| Work request |
Exact copies of all entries are expected.

| Provided records |
Issue #1674, opened 2022-10-26
Add support for Node 19.x


JameelKaisar:
Add support for Node 19.x

kelson42:
Seems not possible for the moment because not supported by the action. Will close for 5e moment, and we will support nodejs 20 when available.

| Written response |
Issue #1674, opened 2022-10-26
Add support for Node 19.x


JameelKaisar:
Add support for Node 19.x

kelson42:
Seems not possible for the moment because not supported by the action. Will close for 5e moment, and we will support nodejs 20 when available.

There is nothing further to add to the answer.